Isabel Guerra- Gostaria  que a junta de freguesia criasse um portal de Voluntariado e de Solidariedade.
Sr José Silva - Era importante que fosse dada voz aos cidadãos.Por isso, devia ser criada uma plataforma pública de natureza critica, ou seja, um instrumento de mobilização para que todos pudessem criticar com vista ao bem individual e comum.
Filipa Silva- Face ao momento de crise que atravessamos era importante que fosse criada uma página no facebook para os alunos mais carenciados das escolas( Twitter ou Tumbir)

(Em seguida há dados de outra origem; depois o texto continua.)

PR #327, opened 2015-04-21
Using relative paths to require local modules

erikvold:


ianb:
It looks like this still fails with an import error?  `Message: Module `shooter.js` is not found at  resource://gre/modules/commonjs/shooter.js`

erikvold:
Ah checkout https://github.com/mozilla-services/pageshot/pull/328 it's finally green :)

PR #332, opened 2015-04-23
r? ianbicking Detail ui refresh

fzzzy:


server/src/views/frame.js
```diff
@@ -40,31 +84,24 @@ exports.Frame = React.createClass({
...
-              </div>
-              <div className="if-logged-out">
-                Log in:
-                <input id="log-in-email" placeholder="email" type="text" />
-              </div>
-            </div>
-          </div>
-        </div>
         <a className="main-link" href={ shot.url }>
+          { shot.docTitle }
```
ianb: Just FYI, eventually we'll probably use shot.title which will pick from the best title (maybe shot.userTitle || shot.ogTitle || shot.docTitle)

fzzzy: That sounds great.

PR #336, opened 2015-04-24
Scroll to clip

fzzzy:


server/src/js/content-helper.js
```diff
@@ -8,4 +8,16 @@ window.addEventListener(
     window.location.origin)
 );
 
+window.addEventListener(
+  "message",
+  (m) => {
+    let node = document.getElementById(m.data.show),
```
ianb: We should be doing some assertion here, I think that `m.origin == location.origin` (i.e., the message comes from our site)

server/src/views/frame.js
```diff
@@ -20,8 +23,9 @@ let Snippet = React.createClass({
         FIXME: Support text clips
       </p>;
     }
-    return <div class="snippet-container">
-      <a href="#" onClick={ this.onClickFullPage }>
+
+    return <div className="snippet-container">
+      <a href={ "#?clip=" + clip.id } onClick={ this.onClickFullPage }>
```
ianb: should probably do `encodeURIComponent(clip.id)`, on principle.

ianb:
Just those two notes, if you want to push after them

PR #344, opened 2015-04-27
Scroll to clip

fzzzy:


server/src/js/parent-helper.js
```diff
@@ -17,10 +17,28 @@ window.onmessage = function(e) {
     if (loaded) {
       doResize();
     }
-  } else if (e.data.scrollX) {
-    let frameOffset = document.getElementById("frame").getBoundingClientRect().top;
-    let toolbarHeight = document.getElementById("toolbar").clientHeight;
-    window.scrollTo(0, frameOffset + e.data.scrollY - toolbarHeight);
+  } else if (e.data.clipWidth) {
+    window.scrollTo(0, 0);
```
ianb: What's this for?  Note later you'll need to take into account window.scrollY for some things like the rect top

fzzzy: By using scrollTo(0,0) I don't have to take into account window.scrollY...

ianb: That's what I expected, but that's an awfully scrappy approach ;)

server/src/server.js
```diff
@@ -33,7 +33,40 @@ Router.run(routes.routes, Router.HistoryLocation, function (Handler, state) {
...
+    }
+  }
+  if (!appnames.length) {
+    console.error("Error: No app was routed");
+    return;
+  }
+
+  console.log("Route to app", appnames[0]);
+
+  if (appnames[0] === "shot") {
```
ianb: It looks like it's doing a full refresh of the data here, what's the reason for that?

fzzzy: I don't think it's safe to assume the cachedData from the full page load is applicable to the partial page refresh, although right now it's safe because we don't link to any other pages.

server/src/js/parent-helper.js
```diff
@@ -17,10 +17,27 @@ window.onmessage = function(e) {
     if (loaded) {
       doResize();
     }
-  } else if (e.data.scrollX) {
-    let frameOffset = document.getElementById("frame").getBoundingClientRect().top;
-    let toolbarHeight = document.getElementById("toolbar").clientHeight;
-    window.scrollTo(0, frameOffset + e.data.scrollY - toolbarHeight);
+  } else if (e.data.clipWidth) {
+    let frameOffset = document.getElementById("frame").getBoundingClientRect().top + window.scrollY,
```
fzzzy: I switched to taking into account window.scrollY instead of using scrollTo(0,0).

PR #360, opened 2015-04-30
r?fzzzy Add users

ianb:
This has a bunch of flaws, but it does work.

Specifically I think models.js should be refactored generally – probably using a couple functions for insert/update/get, and then making specific classes for individual objects.  When we change up comments it would probably be a good time to do this.

Also the actual security is very lax.  It would be easy to take over ownership of someone else's shot, for instance.  This will be easier to fix with a refactored models.js.  But I thought I'd get the code out there first.


package.json
```diff
@@ -7,24 +7,26 @@
   },
   "dependencies": {
     "babel": "5.1.5",
-    "node-sass": "3.0.0-alpha.0",
-    "react": "0.13.1",
-    "react-router": "0.13.2",
+    "browserify": "9.0.8",
+    "cookies": "^0.5.0",
```
fzzzy: When I edit this file manually, I intentionally leave out the ^ so that any upgrades are explicit.

package.json
```diff
@@ -7,24 +7,26 @@
...
+    "gulp-jshint": "1.10.0",
+    "gulp-nodemon": "2.0.2",
     "gulp-react": "3.0.1",
+    "gulp-run": "1.6.7",
     "gulp-sass": "1.3.3",
-    "vinyl-source-stream": "1.1.0",
-    "gulp-nodemon": "2.0.2",
-    "browserify": "9.0.8",
+    "gulp-sourcemaps": "1.5.1",
+    "keygrip": "^1.0.1",
```
fzzzy: Same here

PR #406, opened 2015-05-14
Add a "Add Text Selection" button. Click it and drag a selection in the page to add a text selection.

fzzzy:


addon/data/shooter-interactive-worker.js
```diff
@@ -241,6 +251,10 @@ function restore(state, pos, scrollIntoView) {
       window.scrollTo(0, newScroll);
     }
   }
+
+  if (state === "text") {
+    addHandlers();
```
ianb: Why addHandlers() for text?  These handlers are for the rectangle selection, they shouldn't be necessary for text.

addon/data/shooter-interactive-worker.js
```diff
@@ -873,16 +887,11 @@ if (window.getSelection().rangeCount && ! window.getSelection().isCollapsed) {
...
 
-let textSelectButton;
-
 window.addEventListener("mouseup", watchFunction(function (event) {
-  if (textSelectButton) {
-    textSelectButton.parentNode.removeChild(textSelectButton);
-    textSelectButton = null;
-  }
-  if (event.target.className == "pageshot-textbutton") {
+  if (currentState !== "text") {
```
ianb: I'd like to leave the button in.  So if currentState is text, then do captureSelection() unconditionally, otherwise still add the button.

addon/lib/shooter.js
```diff
@@ -198,10 +198,15 @@ const ShotContext = Class({
       }).bind(this)));
     }, this));
     this.interactiveWorker.port.on("textSelection", watchFunction(function (textSelection) {
-      this.activeClipName = this.shot.addClip({
-        createdDate: Date.now(),
-        text: textSelection
-      });
+      if (this.activeClipName){
+        let c = this.shot.getClip(this.activeClipName);
+        c.text = textSelection;
```
ianb: This can't happen currently, can it?  Since text selection is only on the add-clip menu.  This code wouldn't be correct if, e.g., the active clip was an image clip.

Probably there's a bug currently if you do a text selection then hit the "visible" or something that produces an image clip.

fzzzy: Yes, it does happen currently. If you are viewing a text selection on the panel and you make a new text selection in the page, it happens.

fzzzy: It won't ever happen when the clip in the panel was not a text clip, though.

addon/data/shooter-interactive-worker.js
fzzzy: Sure

addon/lib/shooter.js
ianb: OK – if it did happen there's code in shot.js that would catch it too

addon/data/shooter-interactive-worker.js
fzzzy: You're right. I thought it was required, but I just tested without it and it's not.

PR #430, opened 2015-05-22
r?fzzzy r?kitcambridge Use express

### LINKED ISSUE #361: Refactor models.js
The models.js file should have proper models for our core objects, and some separate helper functions for the database access.  I think we don't really need upsert either, we can code around that in the server and with some changes to the API.

### LINKED ISSUE #410: Consider Express
I'm looking at Express, and it looks okay.  We can keep it fairly simple, using the [routing](http://expressjs.com/guide/routing.html) and the [middleware pattern](http://expressjs.com/guide/using-middleware.html) (we shouldn't jump into using any middleware libraries IMHO).  [Error handling](http://expressjs.com/guide/error-handling.html) is probably useful.  [Convenient static files](http://expressjs.com/starter/static-files.html).

No templating.  We keep it simple in a `server.js` file, and don't use the [layout they suggest](http://expressjs.com/starter/generator.html).  No configuration.

ianb:
Fixes #410, gets rid of models.js and so fixes #361, and touches a bunch of the server here and there.


server/src/server.js
```diff
@@ -1,337 +1,189 @@
...
+const path = require('path');
+const Cookies = require("cookies");
 
 const { Shot } = require("./servershot");
 const { checkLogin, registerLogin } = require("./users");
 const dbschema = require("./dbschema");
+const express = require("express");
+const bodyParser = require('body-parser');
+const morgan = require("morgan");
+const linker = require("./linker");
```
fzzzy: Why repeat const over and over instead of using the comma form?

server/src/views/frame.js
```diff
@@ -217,36 +309,56 @@ exports.Frame = React.createClass({
...
+    staticLink: req.staticLink,
+    backend: req.backend,
+    shot: req.shot,
+    id: req.shot.id,
+    shotDomain: req.url, // FIXME: should be a property of the shot
+    query: req.query,
+    params: req.params
+  });
+  let body = React.renderToString(frame);
+  body = '<!DOCTYPE html>\n' + body;
```
fzzzy: So we're not hooking up react on the client side at all any more?

gulpfile.js
```diff
@@ -35,11 +35,11 @@ gulp.task("6to5", function () {
 });
 
 gulp.task("sass", function () {
-  return gulp.src("server/src/**/*.scss").pipe(sass()).pipe(gulp.dest("server/dist/css"));
+  return gulp.src("server/src/**/*.scss").pipe(sass()).pipe(gulp.dest("server/dist/static/css"));
```
fzzzy: I don't like this extra level of folder nesting. I'd rather see all the static files move up to the top level /shared/ directory. But, we have another issue for that, so I guess we'll change the structure again later.

server/src/views/frame.js
```diff
@@ -125,13 +225,21 @@ exports.Frame = React.createClass({
...
+      let previousClip = null;
+      if (i > 0) {
+        previousClip = shot.getClip(clipNames[i-1]);
+      }
 
-      snippets.push(<Snippet key={ name } clip={ clip } linkify={ this.props.linkify } shotId={ shotId } shotDomain={ shotDomain } previousClip={ previousClip } nextClip={ nextClip } />);
+      snippets.push(<Snippet staticLink={this.props.staticLink} key={ clipId } clip={ clip }  shotId={ shotId } shotDomain={ shotDomain } previousClip={ previousClip } nextClip={ nextClip } />);
 
-      if (query.clip === name) {
+      if (query.clip === clipId) {
```
fzzzy: Does this actually work any more? The anchor tags are putting the clip id in the hash of the url, not the query string.

ianb: I realized I forgot to generally restore the functionality of the loaded page generally, this included.

gulpfile.js
ianb: Yeah, src/ is becoming less necessary – adding static/ made the routing simpler and clearer.

fzzzy: Upon thinking about it further, I think we want a new static/ directory at the top level, next to addon/, server/, and shared/, but we can do that later in another issue

server/src/server.js
ianb: I don't like the comma form, it's harder to edit and rearrange, each line doesn't stand on its own.

fzzzy: I disagree. The fact that each line doesn't stand on it's own is the advantage.

server/src/server.js
```diff
@@ -1,337 +1,189 @@
...
-    };
+app.use(morgan("dev"));
 
-    xhr.open("GET", "/data/" + key);
-    xhr.send();
-  }
+app.use(function (req, res, next) {
+  let cookies = new Cookies(req, res, dbschema.getKeygrip());
+  req.userId = cookies.get("user", {signed: true});
+  let proto = req.headers["x-forwarded-proto"] || "http";
```
kitcambridge: Alternatively, you can use `app.set('trust proxy', true)`, and then this becomes `req.protocol`. It'll also set `req.ip` based on the `X-Forwarded-For` header.

server/src/server.js
```diff
@@ -1,337 +1,189 @@
...
-    });
+app.get("/content/:id/:domain", function (req, res) {
+  let shotId = req.params.id + "/" + req.params.domain;
+  Shot.get(req.backend, shotId).then((shot) => {
+    if (! shot) {
+      simpleResponse(res, "Not found", 404);
+      return;
+    }
+    res.writeHead(200);
+    res.end(shot.staticHtml({
```
kitcambridge: `res.send()` is a bit more compact...but `writeHead + end` works just as well.

ianb: Leftover stuff from before Express – but probably I should search for all .end()s and update them

server/src/server.js
```diff
@@ -1,337 +1,189 @@
...
+  });
+});
 
-  if (pth.startsWith(modelspath)) {
-    modelname = pth.slice(modelspath.length);
-    storeMap = models.modelMap;
+app.put("/data/:id/:domain", function (req, res) {
+  let bodyObj = req.body;
+  if (typeof bodyObj == "string") {
+    bodyObj = JSON.parse(bodyObj);
```
kitcambridge: Does `body-parser` not parse this correctly?

ianb: At some point no?  Or the addon isn't setting Content-Type?  This might no longer be necessary due to changes that happened elsewhere.

PR #439, opened 2015-05-28
Fix hooking up react on the client side in the express-wip branch

fzzzy:


server/src/server.js
```diff
@@ -46,7 +44,7 @@ app.use(function (err, req, res, next) {
 });
 
 app.post("/api/register", function (req, res) {
-  let vars = req.params;
+  let vars = req.body;
```
ianb: Oops!  Maybe this was the second bug causing login errors?

server/src/views/frame.js
```diff
@@ -115,14 +64,14 @@ class Snippet extends React.Component {
...
-      <a href={'#clip=' + encodeURIComponent(clip.id)}>
+      <a href={'?clip=' + encodeURIComponent(clip.id)}>
         { node }
       </a>
       <p>
         <img ref="commentBubble" className="comment-bubble"
           src={ closed ? this.props.staticLink("img/comment-bubble.png") : this.props.staticLink("img/comment-bubble-open.png") }
           onClick={ this.onClickComment.bind(this) } />
-        <a href={'#clip=' + encodeURIComponent(clip.id)}>
+        <a href={'?clip=' + encodeURIComponent(clip.id)}>
```
ianb: Does this mean we're doing a page reload every time you view a clip?

server/src/server.js
fzzzy: Yep. This was preventing login

server/src/views/frame.js
fzzzy: Yes. We can't use the hash for the clip id, because react requires rendering the same thing on the server and the client, and the hash doesn't get sent to the server.

Before, react-router was handling partial page refreshes and pushState, but we have to do it ourselves if we want that now.

ianb: React doesn't *require* rendering the same thing, does it?  That is, on the server it'll always render "clip 1/5" or something, and if the hash is `#clipId=secondClipId` then when we make React do its thing on the client it'll just update that in place.

fzzzy: Yes, it requires the same thing. If it doesn't see the same thing, checksums don't match, it complains, and the entire page is re-rendered on the client instead of just hooking up the client side event handlers and leaving the dom as it was from the server.

ianb: Then, weird though it is, we can double-render: first render with the server variables, then read location.hash and change the variables and then render again

fzzzy: Why?

ianb: Because it's not a new resource; the clip that you are focused on is a classic use of a fragment.  We're doing something slightly fancier than scrolling, but conceptually it's the same.

fzzzy: I don't agree. The state of the previous/next buttons is different when each clip is highlighted. You can't cache the html from the page where no clip is selected to use with a page where a clip is selected. It's different html from the server. It's a different resource.

ianb: We can't render the content highlighting on the server anyway, it is contained in an iframe.

You can cache the HTML, it just isn't a completely accurate representation of the clip number indicator.  The server HTML doesn't even contain the scroll position, nor can the server calculate where the highlight should appear.  So the only thing the server can add is a little indicator.  The active clip is primarily a client-side mechanism.

fzzzy: I really think we should draw the highlight on the server, by capturing the rect of the selection on the client and the width of the window on the client. It would make the highlight a lot more accurate.

fzzzy: Another advantage of storing the clip state in the query string is that the server can do analytics on which clips are being shared. Storing it in the hash makes that needlessly complicated.

ianb: It'll never be more accurate than doing the rendering on the client, where we can use DOM introspection to actually locate the elements.

We need to do client-side analytics anyway, we can never capture enough on the server alone.  Plus if we use pushstate to suppress a reload (which we'd have to do – reloading on clip selection is way too slow) we wouldn't get the server analytics either.

PR #444, opened 2015-05-29
r? ianbicking Fixes #394 Move all dist directories to one toplevel dist dir, and also move server static files to a toplevel static dir.

### LINKED ISSUE #394: move dist directories to one dist directory at pageshot/dist
Instead of having addon/dist shared/dist and server/dist, there should be a single pageshot/dist directory with addon, shared, and server subdirectories.

fzzzy:


ianb:
Looks like there's a leftover reference to addon/dist somewhere that is causing the build to fail?

fzzzy:
Fixed.

kitcambridge:
This occasionally causes nodemon to become very confused. I think it detects a change to a source file, rebuilds `dist`, sees that `dist` has changed, and then rebuilds again. Oddly, `dist` is in the ignore list, so it shouldn't do that—but the rebuild cycle went away after I reverted this patch. Maybe we can dig into it more tomorrow?

fzzzy:
I wish nodemon would actually print the path of the file that changed. Maybe it can be configured to do that.

ianb:
I saw the same behavior at Kit – I tried putting in `dist/**` just in case, which maybe improved things?  But I was paying attention to something else so I didn't really check.

kitcambridge:
Whoa, looks like I have 54 nested `dist` directories. Going to clobber those and rebuild from scratch.

PR #445, opened 2015-05-29
r?fzzzy Clip hash

ianb:


server/src/static/js/parent-helper.js
```diff
@@ -8,39 +8,40 @@ function doResize() {
...
-    document.body.appendChild(d);
-
-    window.scrollTo(0, scrollY);
+  let message = m.data;
+  let type = message.type;
+  if (! type) {
+    console.warn("Parent iframe received message with no type:", message);
+    return;
+  }
+  if (type == "setHeight") {
```
fzzzy: Please use ===

server/src/views/frame.js
```diff
@@ -1,16 +1,10 @@
...
 const { getGitRevision } = require("../linker");
 
-let IS_BROWSER = true;
-
-try {
-  window;
-} catch (e) {
-  IS_BROWSER = false;
-}
+let IS_BROWSER = typeof window != "undefined";
```
fzzzy: Please use !==

server/src/clientglue.js
```diff
@@ -1,30 +1,88 @@
...
-    params: data.params
-  });
+let model;
+
+exports.setModel = function (data) {
+  let firstSet = ! model;
+  model = data;
+  model.shot = new AbstractShot(data.backend, data.id, data.shot);
+  render();
+  console.log("firstSet", firstSet);
```
fzzzy: I'm not sure this debug print should stick around

server/src/clientglue.js
```diff
@@ -1,30 +1,88 @@
...
-  window.url = url;
-  window.clientGlue = clientGlue;
-} catch (e) {
+function refreshHash() {
+  let clipId = null;
+  let match = (/clip=([^&]+)/).exec(location.hash);
+  if (match) {
+    clipId = decodeURIComponent(match[1]);
+  }
+  console.log("refresh hash", clipId, model.activeClipId);
```
fzzzy: Probably don't want this debug print either?

server/src/clientglue.js
```diff
@@ -1,30 +1,92 @@
...
+      console.error("Message:", message);
+      throw e;
+    }
+    _pendingMessage = null;
+  }
+  if (frame.contentDocument.readyState == "complete") {
+    post(postMessage);
+  } else {
+    _pendingMessage = postMessage;
+    frame.contentWindow.onload = function () {post();};
```
fzzzy: Why is _pendingMessage required? Why can't this just say post(postMessage) here?

ianb: I didn't want the messages to stack up, though I guess by using onload they couldn't anyway

fzzzy: In that case _pendingMessage is probably required, but it should be an array and _pendingMessages.push(postMessage) instead

ianb: I actually specifically didn't want them to stack, so no queue.  I've added a commit that removes _pendingMessage, it was superfluous

server/src/views/frame.js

André Dias- Podia-se criar um blogue para discutir os assuntos mais prementes da região. Assim, as pessoas que nos governam podiam saber as reais necessidades de cada cidadão na sua rua, na freguesia ou de alguma instituição a que pertençam.
Pedro Sousa- Era bom que a nossa freguesia tivesse mais eventos desportivos , e que não fosse somente o futebol. Era bom que se pudesse praticar ténis de mesa, e já agora um maior apoio aos jovens  com necessidades neste capítulo.
Susana Silva. Faltam muitas infra estruturas ao nível das zonas balneares: casas de banho, parques  e atividades que pudessem ocupar os jovens em tempode férias.
Márcio Costa- Mais empresas a apostar nos jovens. Sugiro a criação de uma bolsa de emprego por ramo de atividade a publicar na net , onde as empresas colocariam as suas necessidades de emprego, e aí, cada cidadão veria  se teria as condições para ser colocado ou não.